BEGIN Data provided

PR #4282, opened 2025-04-29
fix(zero-cache): fix incorrect suppression of row-del patches

darkgnotic:
User reports:
*

Fixes the failure to send row-delete patches in certain scenarios (when IVM generates an add and subsequent remove of a row that will ultimately be removed). In these cases, the row-delete patches were tagged with the wrong `patchVersion`, causing them in to be incorrectly classified as "old" patches and filtered before being sent.


grgbkr:
LGTM!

END Data provided

The problem. All lines that include the word "patches" must be copied from the material above.

Response to the exercise.
fix(zero-cache): fix incorrect suppression of row-del patches
Fixes the failure to send row-delete patches in certain scenarios (when IVM generates an add and subsequent remove of a row that will ultimately be removed). In these cases, the row-delete patches were tagged with the wrong `patchVersion`, causing them in to be incorrectly classified as "old" patches and filtered before being sent.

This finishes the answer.